## HOW TO COMPLETE THIS TASK
Every line in the records below that holds the word "paste" is to be copied.

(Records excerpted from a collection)

>>>

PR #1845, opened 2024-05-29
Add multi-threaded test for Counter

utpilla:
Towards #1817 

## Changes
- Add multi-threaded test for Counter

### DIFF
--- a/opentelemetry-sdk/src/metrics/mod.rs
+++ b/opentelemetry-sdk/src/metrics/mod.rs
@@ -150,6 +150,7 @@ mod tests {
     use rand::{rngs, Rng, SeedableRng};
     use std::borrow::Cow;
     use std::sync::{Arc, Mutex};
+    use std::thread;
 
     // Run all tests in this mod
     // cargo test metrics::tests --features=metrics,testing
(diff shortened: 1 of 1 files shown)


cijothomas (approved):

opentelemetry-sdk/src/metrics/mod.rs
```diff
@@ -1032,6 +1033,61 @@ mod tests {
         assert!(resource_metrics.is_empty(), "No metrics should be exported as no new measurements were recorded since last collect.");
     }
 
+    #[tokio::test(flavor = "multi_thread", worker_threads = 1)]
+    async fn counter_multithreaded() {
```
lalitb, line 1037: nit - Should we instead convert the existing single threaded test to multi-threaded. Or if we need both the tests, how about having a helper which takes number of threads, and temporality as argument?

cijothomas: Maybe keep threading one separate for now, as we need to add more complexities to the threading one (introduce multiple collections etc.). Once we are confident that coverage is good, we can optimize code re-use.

<<<
>>>

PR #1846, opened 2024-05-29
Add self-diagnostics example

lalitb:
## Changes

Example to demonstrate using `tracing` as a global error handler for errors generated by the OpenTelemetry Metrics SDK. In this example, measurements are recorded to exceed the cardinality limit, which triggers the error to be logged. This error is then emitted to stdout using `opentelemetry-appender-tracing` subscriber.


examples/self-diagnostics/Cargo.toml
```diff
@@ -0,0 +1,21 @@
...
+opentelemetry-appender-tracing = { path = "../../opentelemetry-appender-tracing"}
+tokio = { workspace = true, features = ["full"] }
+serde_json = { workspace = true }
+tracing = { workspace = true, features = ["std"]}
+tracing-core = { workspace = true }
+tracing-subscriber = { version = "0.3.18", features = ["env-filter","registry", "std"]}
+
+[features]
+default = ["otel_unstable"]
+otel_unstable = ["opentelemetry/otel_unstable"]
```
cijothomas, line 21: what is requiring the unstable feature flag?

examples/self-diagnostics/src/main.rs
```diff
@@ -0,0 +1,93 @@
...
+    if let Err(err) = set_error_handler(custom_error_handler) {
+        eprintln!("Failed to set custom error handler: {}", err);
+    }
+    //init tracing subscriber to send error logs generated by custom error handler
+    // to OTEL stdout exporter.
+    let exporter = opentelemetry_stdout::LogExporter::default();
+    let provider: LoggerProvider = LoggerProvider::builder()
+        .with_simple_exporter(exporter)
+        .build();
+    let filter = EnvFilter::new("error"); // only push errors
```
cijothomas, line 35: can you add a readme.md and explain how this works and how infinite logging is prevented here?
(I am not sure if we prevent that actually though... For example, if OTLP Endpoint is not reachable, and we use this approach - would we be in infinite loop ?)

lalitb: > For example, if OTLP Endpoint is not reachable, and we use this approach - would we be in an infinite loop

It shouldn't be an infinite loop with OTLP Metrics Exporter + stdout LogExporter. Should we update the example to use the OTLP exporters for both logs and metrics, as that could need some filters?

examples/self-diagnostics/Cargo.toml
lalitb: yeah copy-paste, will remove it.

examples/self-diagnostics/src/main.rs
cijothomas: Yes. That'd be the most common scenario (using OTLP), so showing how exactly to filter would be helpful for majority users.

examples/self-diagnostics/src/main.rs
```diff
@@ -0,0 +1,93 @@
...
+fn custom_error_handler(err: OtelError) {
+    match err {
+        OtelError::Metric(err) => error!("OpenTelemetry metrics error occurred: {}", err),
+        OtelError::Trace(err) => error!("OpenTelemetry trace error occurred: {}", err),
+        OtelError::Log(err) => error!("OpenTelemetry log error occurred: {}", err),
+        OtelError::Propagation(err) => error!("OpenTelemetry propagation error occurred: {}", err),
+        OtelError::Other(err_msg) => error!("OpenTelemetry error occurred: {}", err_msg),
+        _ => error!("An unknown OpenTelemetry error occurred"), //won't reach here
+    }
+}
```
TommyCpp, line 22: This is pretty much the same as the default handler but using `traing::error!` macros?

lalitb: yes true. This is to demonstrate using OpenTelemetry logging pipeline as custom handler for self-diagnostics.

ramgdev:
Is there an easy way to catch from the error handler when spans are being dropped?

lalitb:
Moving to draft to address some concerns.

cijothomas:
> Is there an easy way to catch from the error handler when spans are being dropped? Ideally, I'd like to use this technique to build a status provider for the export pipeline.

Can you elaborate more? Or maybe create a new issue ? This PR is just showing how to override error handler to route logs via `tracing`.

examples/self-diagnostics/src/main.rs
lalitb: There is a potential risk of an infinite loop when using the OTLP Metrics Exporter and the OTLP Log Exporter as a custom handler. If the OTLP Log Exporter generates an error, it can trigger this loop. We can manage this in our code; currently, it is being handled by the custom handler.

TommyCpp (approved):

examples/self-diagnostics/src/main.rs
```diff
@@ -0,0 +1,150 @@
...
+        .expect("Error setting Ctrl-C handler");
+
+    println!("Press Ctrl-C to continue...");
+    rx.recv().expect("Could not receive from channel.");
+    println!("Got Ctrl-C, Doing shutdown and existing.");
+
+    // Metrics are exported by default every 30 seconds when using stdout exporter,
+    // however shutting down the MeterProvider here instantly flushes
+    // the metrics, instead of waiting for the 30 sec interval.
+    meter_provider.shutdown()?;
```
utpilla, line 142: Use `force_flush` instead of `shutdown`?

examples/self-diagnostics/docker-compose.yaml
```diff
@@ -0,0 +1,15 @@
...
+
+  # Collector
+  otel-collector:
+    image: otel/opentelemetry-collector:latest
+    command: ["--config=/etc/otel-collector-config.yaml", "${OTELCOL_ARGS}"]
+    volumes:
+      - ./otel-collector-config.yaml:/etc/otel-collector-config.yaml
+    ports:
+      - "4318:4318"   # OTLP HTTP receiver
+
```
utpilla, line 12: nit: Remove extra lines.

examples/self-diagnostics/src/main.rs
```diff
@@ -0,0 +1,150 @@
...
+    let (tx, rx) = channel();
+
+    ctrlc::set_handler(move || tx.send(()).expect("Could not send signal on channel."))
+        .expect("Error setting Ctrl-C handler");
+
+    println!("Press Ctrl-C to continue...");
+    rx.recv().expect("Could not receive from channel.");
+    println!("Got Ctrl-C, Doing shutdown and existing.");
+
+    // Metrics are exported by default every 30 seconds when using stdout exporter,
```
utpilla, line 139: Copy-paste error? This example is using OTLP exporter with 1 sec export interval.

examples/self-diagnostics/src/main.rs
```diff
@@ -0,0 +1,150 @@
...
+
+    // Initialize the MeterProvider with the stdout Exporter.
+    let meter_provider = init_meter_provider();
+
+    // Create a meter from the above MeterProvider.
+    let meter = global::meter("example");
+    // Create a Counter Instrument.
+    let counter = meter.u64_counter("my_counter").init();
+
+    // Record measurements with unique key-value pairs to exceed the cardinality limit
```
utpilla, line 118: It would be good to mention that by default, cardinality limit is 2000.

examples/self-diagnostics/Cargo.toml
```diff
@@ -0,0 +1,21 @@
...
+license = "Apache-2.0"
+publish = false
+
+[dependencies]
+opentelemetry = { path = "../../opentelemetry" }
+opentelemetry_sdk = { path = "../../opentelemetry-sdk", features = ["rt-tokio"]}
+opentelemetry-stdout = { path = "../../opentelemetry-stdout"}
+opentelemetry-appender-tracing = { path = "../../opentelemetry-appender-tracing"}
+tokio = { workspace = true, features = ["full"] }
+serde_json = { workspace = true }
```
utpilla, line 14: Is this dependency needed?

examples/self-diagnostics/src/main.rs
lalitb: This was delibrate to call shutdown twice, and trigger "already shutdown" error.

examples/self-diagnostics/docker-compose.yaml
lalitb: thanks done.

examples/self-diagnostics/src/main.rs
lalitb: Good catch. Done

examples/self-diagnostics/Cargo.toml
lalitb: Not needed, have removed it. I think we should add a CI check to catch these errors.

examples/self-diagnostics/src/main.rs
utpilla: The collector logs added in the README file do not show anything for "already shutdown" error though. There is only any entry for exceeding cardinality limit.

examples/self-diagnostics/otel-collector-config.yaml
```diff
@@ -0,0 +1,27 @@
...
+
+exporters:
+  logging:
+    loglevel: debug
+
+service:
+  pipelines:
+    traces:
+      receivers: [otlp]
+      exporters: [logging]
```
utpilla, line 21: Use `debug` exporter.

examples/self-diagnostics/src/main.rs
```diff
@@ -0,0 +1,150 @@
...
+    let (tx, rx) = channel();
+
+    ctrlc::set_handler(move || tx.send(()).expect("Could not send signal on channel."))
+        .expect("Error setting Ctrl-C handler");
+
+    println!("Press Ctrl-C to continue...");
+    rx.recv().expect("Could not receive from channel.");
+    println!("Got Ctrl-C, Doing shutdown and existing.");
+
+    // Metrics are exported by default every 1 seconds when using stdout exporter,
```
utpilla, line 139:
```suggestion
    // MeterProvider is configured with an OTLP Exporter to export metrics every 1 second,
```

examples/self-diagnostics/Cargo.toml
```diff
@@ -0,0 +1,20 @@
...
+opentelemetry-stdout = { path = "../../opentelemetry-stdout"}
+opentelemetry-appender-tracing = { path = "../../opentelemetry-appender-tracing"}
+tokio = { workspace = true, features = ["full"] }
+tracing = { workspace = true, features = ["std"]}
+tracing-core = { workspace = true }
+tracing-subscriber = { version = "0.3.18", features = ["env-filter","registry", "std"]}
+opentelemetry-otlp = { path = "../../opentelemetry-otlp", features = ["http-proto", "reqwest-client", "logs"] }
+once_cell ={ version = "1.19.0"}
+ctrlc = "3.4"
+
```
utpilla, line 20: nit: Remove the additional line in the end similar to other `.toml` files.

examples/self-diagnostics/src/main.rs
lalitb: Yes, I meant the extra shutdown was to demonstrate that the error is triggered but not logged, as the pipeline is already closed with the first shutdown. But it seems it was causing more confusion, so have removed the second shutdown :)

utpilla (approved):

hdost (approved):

<<<
>>>

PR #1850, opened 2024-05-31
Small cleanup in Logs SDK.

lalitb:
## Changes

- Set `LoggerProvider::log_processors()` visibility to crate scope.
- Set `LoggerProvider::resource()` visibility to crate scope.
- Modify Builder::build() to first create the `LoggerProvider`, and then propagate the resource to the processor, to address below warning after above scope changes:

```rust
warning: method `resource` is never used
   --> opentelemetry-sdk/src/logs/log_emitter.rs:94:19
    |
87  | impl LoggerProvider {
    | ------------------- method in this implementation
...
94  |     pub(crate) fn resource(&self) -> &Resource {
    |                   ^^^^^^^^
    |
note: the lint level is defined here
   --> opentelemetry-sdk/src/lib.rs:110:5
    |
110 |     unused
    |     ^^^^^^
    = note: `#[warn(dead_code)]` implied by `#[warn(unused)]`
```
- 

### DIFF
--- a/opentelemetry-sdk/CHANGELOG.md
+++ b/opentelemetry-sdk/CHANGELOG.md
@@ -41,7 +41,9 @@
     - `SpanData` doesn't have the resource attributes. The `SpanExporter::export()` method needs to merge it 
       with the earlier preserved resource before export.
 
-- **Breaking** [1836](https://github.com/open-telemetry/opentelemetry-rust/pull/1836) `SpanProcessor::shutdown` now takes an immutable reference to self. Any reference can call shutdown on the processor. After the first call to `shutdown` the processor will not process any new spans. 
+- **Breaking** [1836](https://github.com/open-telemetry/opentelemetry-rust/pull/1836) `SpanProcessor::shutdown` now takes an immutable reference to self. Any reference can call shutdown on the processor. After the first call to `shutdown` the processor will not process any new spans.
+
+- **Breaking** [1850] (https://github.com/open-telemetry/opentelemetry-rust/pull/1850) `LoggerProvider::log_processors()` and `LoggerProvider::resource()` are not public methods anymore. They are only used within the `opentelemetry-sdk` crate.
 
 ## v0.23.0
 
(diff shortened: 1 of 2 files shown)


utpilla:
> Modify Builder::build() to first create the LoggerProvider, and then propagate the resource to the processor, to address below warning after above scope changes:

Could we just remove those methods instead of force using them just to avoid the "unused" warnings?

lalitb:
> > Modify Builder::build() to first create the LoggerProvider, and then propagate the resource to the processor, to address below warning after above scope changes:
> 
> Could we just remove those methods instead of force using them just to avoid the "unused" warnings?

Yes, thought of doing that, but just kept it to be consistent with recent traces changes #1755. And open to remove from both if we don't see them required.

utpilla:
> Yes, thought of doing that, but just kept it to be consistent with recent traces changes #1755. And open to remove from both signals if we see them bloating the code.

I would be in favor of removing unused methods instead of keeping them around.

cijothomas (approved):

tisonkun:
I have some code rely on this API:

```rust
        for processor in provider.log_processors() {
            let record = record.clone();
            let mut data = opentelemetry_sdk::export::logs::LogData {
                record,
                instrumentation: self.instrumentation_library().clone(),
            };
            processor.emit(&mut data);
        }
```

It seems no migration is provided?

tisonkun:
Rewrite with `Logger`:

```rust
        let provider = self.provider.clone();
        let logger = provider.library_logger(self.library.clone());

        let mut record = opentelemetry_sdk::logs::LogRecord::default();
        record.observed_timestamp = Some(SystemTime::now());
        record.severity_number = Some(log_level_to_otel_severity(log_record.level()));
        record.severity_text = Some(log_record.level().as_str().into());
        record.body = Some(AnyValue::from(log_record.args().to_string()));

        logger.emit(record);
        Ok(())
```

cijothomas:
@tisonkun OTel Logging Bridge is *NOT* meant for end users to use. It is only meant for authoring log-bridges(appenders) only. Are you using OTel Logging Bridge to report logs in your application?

<<<

## EXERCISE ANSWER
lalitb: yeah copy-paste, will remove it.
utpilla, line 139: Copy-paste error? This example is using OTLP exporter with 1 sec export interval.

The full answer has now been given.